Joseph Anthony Lala (November 3, 1947 – March 18, 2014) was an American musician and actor. In 1966, he co-founded the rock band Blues Image.

Life and career
Lala was born in Ybor City, Tampa, Florida, to parents from Contessa Entellina (an ethnic Albanian community in Sicily). His father was Sicilian, and he left the family when Joe was a child, so he was raised by his mother on her own. Lala's mother, Janie Cacciatore, an avid dancer, took her son to as many shows as she could. Lala spoke fluent Spanish and Italian. He started out playing the drums in several Florida bands, before forming the band Blues Image. He also occasionally sang lead vocals, most notably on the song "Leaving My Troubles Behind". As a drummer and percussionist, he worked with The Byrds, Crosby, Stills, Nash & Young, Manassas, The Stills-Young Band, The Bee Gees, Whitney Houston, Joe Walsh, Andy Gibb and many others.

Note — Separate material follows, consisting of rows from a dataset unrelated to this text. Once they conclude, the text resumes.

PR #922, opened 2025-07-05
feat: Add support for creating CRDs and their CRs in same workflow

### LINKED ISSUE #863: [RFE] Ability to create CRs of a CRD that does not yet exist on the cluster until the job is running

With kube-burner it is not possible to create CRDs dynamically and then create the CRs.

Example Job:

```yaml
---
global:
  gc: false

jobs:
- name: test-crd-cr
  namespace: test
  jobType: create
  jobIterations: 2
  namespacedIterations: true
  cleanup: false
  podWait: false
  qps: 10
  burst: 10
  objects:
  - objectTemplate: crd.yml
    replicas: 1

  - objectTemplate: cr0.yml
    replicas: 1

  - objectTemplate: cr1.yml
    replicas: 1
```

Example crd.yml
```yaml
---
apiVersion: apiextensions.k8s.io/v1
kind: CustomResourceDefinition
metadata:
  name: testcrds{{.Iteration}}.testcrd.example.com
spec:
  group: testcrd.example.com
  versions:
    - name: v1
      served: true
      storage: true
      schema:
        openAPIV3Schema:
          type: object
          properties:
            spec:
              type: object
              properties:
                workload:
                  type: string
                iterations:
                  type: integer
  scope: Namespaced
  names:
    plural: testcrds{{.Iteration}}
    singular: testcrd{{.Iteration}}
    kind: TestCRD{{.Iteration}}
    shortNames:
    - tcrd{{.Iteration}}
```

Example cr0.yml and cr1.yml
```yaml
---
apiVersion: testcrd.example.com/v1
kind: TestCRD0
metadata:
  name: test{{.Replica}}
spec:
  workload: {{randAlpha 5}}
  iterations: {{.Iteration}}

```

```yaml
---
apiVersion: testcrd.example.com/v1
kind: TestCRD1
metadata:
  name: test{{.Replica}}
spec:
  workload: {{randAlpha 5}}
  iterations: {{.Iteration}}

```

And when it is ran:
```console
$ kube-burner init -c job-crd-cr.yml 
time="2025-05-19 09:30:43" level=info msg="🔥 Starting kube-burner (1.16.0@ee79f622d88168e20fc2cd14fd7bc12d64c998f0) with UUID 1b07215f-a7e5-4000-bd46-ceb993752cef" file="job.go:84"
time="2025-05-19 09:30:43" level=info msg="QPS: 10" file="job.go:340"
time="2025-05-19 09:30:43" level=info msg="Burst: 10" file="job.go:341"
time="2025-05-19 09:30:44" level=info msg="Job test-crd-cr: 2 iterations with 1 CustomResourceDefinition replicas" file="create.go:78"
time="2025-05-19 09:30:44" level=fatal msg="no matches for kind \"TestCRD0\" in group \"testcrd.example.com\"" file="create.go:64"
```

The ability for kube-burner to recognize when a job creates the CRD that the cr yaml files are defined from.

The current alternative here is to run two separate jobs, one in which CRDs are created on a cluster prior to the CRs being created.

niladrix719:
## Type of change

- New feature
- Bug fix

## Description

- Objects whose mapping fails initially, retrying after object creation allows CRDs to register before validating their CRs 
- `DeferredDiscoveryRESTMapper` enables dynamic discovery of CRDs during runtime

- Closes #863


pkg/burner/utils.go
```diff
@@ -111,6 +113,21 @@ func yamlToUnstructured(fileName string, y []byte, uns *unstructured.Unstructure
 	return o, gvk
 }
 
+// validateObject resets the REST mapper and resolves the object's fields before creation
+func (ex *JobExecutor) validateObject(obj *object) {
```
ygalblum: This method doesn't really validate the object. Please rename it

pkg/burner/create.go
```diff
@@ -121,17 +118,19 @@ func (ex *JobExecutor) RunCreateJob(ctx context.Context, iterationStart, iterati
...
 		}
 		for objectIndex, obj := range ex.objects {
+			if obj.gvr == (schema.GroupVersionResource{}) {
+				ex.validateObject(obj)
+				if ex.nsRequired {
+					if !ex.NamespacedIterations {
+						ns = ex.createNamespace(ex.Namespace, nsLabels, nsAnnotations, waitListNamespaces, namespacesCreated)
+					} else {
+						ns = ex.createNamespace(ex.generateNamespace(i), nsLabels, nsAnnotations, waitListNamespaces, namespacesCreated)
+					}
```
ygalblum:
```suggestion
                    nsName := ex.Namespace
					if ex.NamespacedIterations {
					    nsName = ex.generateNamespace(i)
					}
					ns = ex.createNamespace(ex.generateNamespace(i), nsLabels, nsAnnotations, waitListNamespaces, namespacesCreated)
```

pkg/burner/create.go
```diff
@@ -66,15 +70,13 @@ func (ex *JobExecutor) setupCreateJob(mapper meta.RESTMapper) {
...
-		if err != nil {
-			log.Fatal(err)
-		}
-		obj := &object{
-			gvr:        mapping.Resource,
-			objectSpec: t,
-			Object:     o,
-			namespace:  uns.GetNamespace(),
-			namespaced: mapping.Scope.Name() == meta.RESTScopeNameNamespace,
+		obj.namespace = uns.GetNamespace()
```
ygalblum:
```suggestion
        obj := &object{
            objectSpec: t,
            Object: o,
		    namespace = uns.GetNamespace()
        }
```
And remove the creation of `obj` before

pkg/burner/executor.go
```diff
@@ -73,19 +74,19 @@ func newExecutor(configSpec config.Spec, kubeClientProvider *config.KubeClientPr
 	ex.dynamicClient = dynamic.NewForConfigOrDie(ex.restConfig)
 
 	_, setupRestConfig := kubeClientProvider.ClientSet(100, 100) // Hardcoded QPS/Burst
-	mapper := newRESTMapper(discovery.NewDiscoveryClientForConfigOrDie(setupRestConfig))
+	ex.mapper = newRESTMapper(setupRestConfig)
 
 	switch job.JobType {
 	case config.CreationJob:
-		ex.setupCreateJob(mapper)
+		ex.setupCreateJob(ex.mapper)
```
ygalblum: If the `mapper` is now part of the `ex`, then you don't need pass it to the method, it can access it directly

pkg/burner/utils.go
```diff
@@ -111,6 +113,21 @@ func yamlToUnstructured(fileName string, y []byte, uns *unstructured.Unstructure
...
+	ex.mapper.(*restmapper.DeferredDiscoveryRESTMapper).Reset()
```
ygalblum: Since the `mapper` belongs to the `ex` it should know its type and not have to cast it at runtime

pkg/burner/create.go
```diff
@@ -121,17 +118,19 @@ func (ex *JobExecutor) RunCreateJob(ctx context.Context, iterationStart, iterati
...
-				}
-				namespacesCreated[ns] = true
-				*waitListNamespaces = append(*waitListNamespaces, ns)
-			}
+			ns = ex.createNamespace(ex.generateNamespace(i), nsLabels, nsAnnotations, waitListNamespaces, namespacesCreated)
 		}
 		for objectIndex, obj := range ex.objects {
+			if obj.gvr == (schema.GroupVersionResource{}) {
+				ex.validateObject(obj)
+				if ex.nsRequired {
```
ygalblum, line 127: Please add a comment explaining the `ex.nsRequired` may change in `validateObject`. I had to look into what chnages

ygalblum (approved):
LGTM

pkg/burner/utils.go
```diff
@@ -111,6 +113,21 @@ func yamlToUnstructured(fileName string, y []byte, uns *unstructured.Unstructure
 	return o, gvk
 }
 
+// resolveObjectMapping resets the REST mapper and resolves the object's resource mapping and namespace requirements
+func (ex *JobExecutor) resolveObjectMapping(obj *object) {
+	ex.mapper.Reset()
+	mapping, err := ex.mapper.RESTMapping(obj.gvk.GroupKind())
```
rsevilla87, line 119: Just for the record, IIRC this operation performs several API calls to identify the resource mapping of the provide GK,  that can introduce an undesired delay on the operation

rsevilla87: operation == RestMapping()

pkg/burner/create.go
```diff
@@ -121,17 +118,20 @@ func (ex *JobExecutor) RunCreateJob(ctx context.Context, iterationStart, iterati
...
+			if obj.gvr == (schema.GroupVersionResource{}) {
+				// resolveObjectMapping may set ex.nsRequired to true if the object is namespaced but doesn't have a namespace specified
+				ex.resolveObjectMapping(obj)
+				if ex.nsRequired {
+					nsName := ex.Namespace
+					if ex.NamespacedIterations {
+						nsName = ex.generateNamespace(i)
+					}
+					ns = ex.createNamespace(nsName, nsLabels, nsAnnotations, waitListNamespaces, namespacesCreated)
+				}
```
rsevilla87, line 133: Why are you creating the namespace again?, namespace should be already either in line 106 or 121

rsevilla87: The information that kube-burner was missing to create this kind of "dynamic" object was the gvr, which is set now by the resolveObjectMapping method

rsevilla87: wdyt @ygalblum ?

rsevilla87 (changes requested):
Hey @niladrix719 , can you also add some test(s) to cover this functionality?

pkg/burner/create.go
niladrix719: I think the namespace creation here is necessary because objects with missing GVR also don't get their `namespaced` field set to true during the initial setup phase due to missing `mapping`:
https://github.com/kube-burner/kube-burner/blob/20b7922a05bde70ba74a85dd38ce7195f49f1cbb/pkg/burner/create.go#L74-L80
Thus, the `nsRequired` field is also not set to true here:
https://github.com/kube-burner/kube-burner/blob/20b7922a05bde70ba74a85dd38ce7195f49f1cbb/pkg/burner/create.go#L83-L85
So the checks before lines 106 or 121 are not satisfied

test/k8s/kube-burner-cr-crd.yml
rsevilla87, line 1: This is not what we need to test, we need to test a single job creating the two objects,  a crd and then a cr associated with the previous crd.

rsevilla87: Similar to what is reported in the original issue https://github.com/kube-burner/kube-burner/issues/863#issue-3073882296

rsevilla87:
Hey @niladrix719, I've raised a question on the original issue https://github.com/kube-burner/kube-burner/issues/863#issuecomment-3154625748, let's wait for the reporter's answer before continuing working on this PR, thanks

pkg/burner/create.go
ygalblum: Yes, this is the reason I asked for the comment above

ygalblum:
@niladrix719 also see that you need to rebase on main and resolve the conflict

pkg/burner/create.go
```diff
@@ -121,17 +118,20 @@ func (ex *JobExecutor) RunCreateJob(ctx context.Context, iterationStart, iterati
...
-			}
+			ns = ex.createNamespace(ex.generateNamespace(i), nsLabels, nsAnnotations, waitListNamespaces, namespacesCreated)
 		}
 		for objectIndex, obj := range ex.objects {
+			if obj.gvr == (schema.GroupVersionResource{}) {
+				// resolveObjectMapping may set ex.nsRequired to true if the object is namespaced but doesn't have a namespace specified
+				ex.resolveObjectMapping(obj)
+				if ex.nsRequired {
+					nsName := ex.Namespace
+					if ex.NamespacedIterations {
```
vishnuchalla, line 129: looks like this logic might get inline with pre-creating namespaces logic that we have in the other https://github.com/kube-burner/kube-burner/pull/898

pkg/burner/executor.go
```diff
@@ -52,6 +52,7 @@ type JobExecutor struct {
 	kubeVirtClient    kubecli.KubevirtClient
 	functionTemplates []string
 	embedCfg          *fileutils.EmbedConfiguration
+	mapper            *restmapper.DeferredDiscoveryRESTMapper
```
vishnuchalla, line 55: Interesting detail.

vishnuchalla:
@rsevilla87 @ygalblum seems like good to go. wdyt?

ygalblum:
@niladrix719 looking at the test you added, I understand that the CRD and the CRs are created in separate jobs. Is that a limitation of this solution? If not, please update the test to make sure that the CRs can be created in the same job as the CRD as a different object but probably with order.
Regardless to which mode is supported, I think we should explain it in the documentation

vishnuchalla:
Closing in favor of https://github.com/kube-burner/kube-burner/pull/999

He played the trademark congas that drove the Bee Gees' 1976 US chart-topper You Should Be Dancing, subsequently included on the multi-million selling Saturday Night Fever soundtrack. Lala provided the wide selection of percussive effects on Barbra Streisand's 1980 worldwide No. 1 album Guilty, and contributed to Whitney Houston's eponymous 1985 debut album. Throughout his career, Lala accumulated 32 gold records and 28 platinum records. He played on the movie soundtracks of Saturday Night Fever, Staying Alive, D.C. Cab, Streets of Fire, All the Right Moves, Breathless, Defiance, The Lonely Guy and Airplane!. A severe case of carpal tunnel syndrome ended Lala's career as a percussionist. It kept him from performing full-time, but he continued to record with Stephen Stills, Graham Nash, the acoustic band Firefall, Dan Fogelberg, Dolly Parton, Rod Stewart and many others. Joe Lala was the last in the drummer stool for the handful of concerts given in February 1973 by the disintegrating Byrds.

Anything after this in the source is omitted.